The Obama devotees were the victims of their own belief in political magic. The devotees could not make up their minds. In a newly minted U.S. senator from Illinois, they saw the embodiment of Abraham Lincoln, Franklin Delano Roosevelt and John F. Kennedy. Like Lincoln, Mr. Obama was tall and thin and from Illinois, and the historic campaign was launched out of Springfield. The oath of office was taken on the Lincoln Bible. Like FDR, he had a huge economic challenge, and he better get it done, repair and streamline the economy in his "first hundred days." Like JFK, he was young and stylish, with a young family.
All this hero-worship before Mr. Obama met his first test of leadership. In reality, he was who he was, a Chicago politician who had done well by his opposition to the Iraq war. He had run a skillful campaign, and had met a Clinton machine that had run out of tricks and a McCain campaign that never understood the nature of the contest of 2008.
He was no FDR, and besides the history of the depression—the real history—bears little resemblance to the received narrative of the nation instantly rescued, in the course of 100 days or 200 days, by an interventionist state. The economic distress had been so deep and relentless that FDR began his second term, in 1937, with the economy still in the grip of recession.
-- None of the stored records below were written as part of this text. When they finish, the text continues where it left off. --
PR #2880, opened 2025-06-24
feat: add LISTEN_ADDRESS to Python default runner

lkingland:
The "PORT" env is deprecated in favor of LISTEN_ADDRESS.  This change moves us further towards fully implementing that across the runtimes.  PORT is left for now for backwards compatibility.

/kind enhancement

### DIFF
--- a/pkg/functions/runner.go
+++ b/pkg/functions/runner.go
@@ -218,8 +218,9 @@ func runPython(ctx context.Context, job *Job) (err error) {
 	}
 
 	// Run
+	listenAddress := net.JoinHostPort(job.Host, job.Port)
 	if job.verbose {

Nor was JFK about style. He had known military service and combat, and familial loss; he had run in 1960 as a hawk committed to the nation's victory in the Cold War. He and his rival, Richard Nixon, shared a fundamental outlook on American power and its burdens.
Now that realism about Mr. Obama has begun to sink in, these iconic figures of history had best be left alone. They can't rescue the Obama presidency. Their magic can't be his. Mr. Obama isn't Lincoln with a BlackBerry. Those great personages are made by history, in the course of history, and not by the spinners or the smitten talking heads.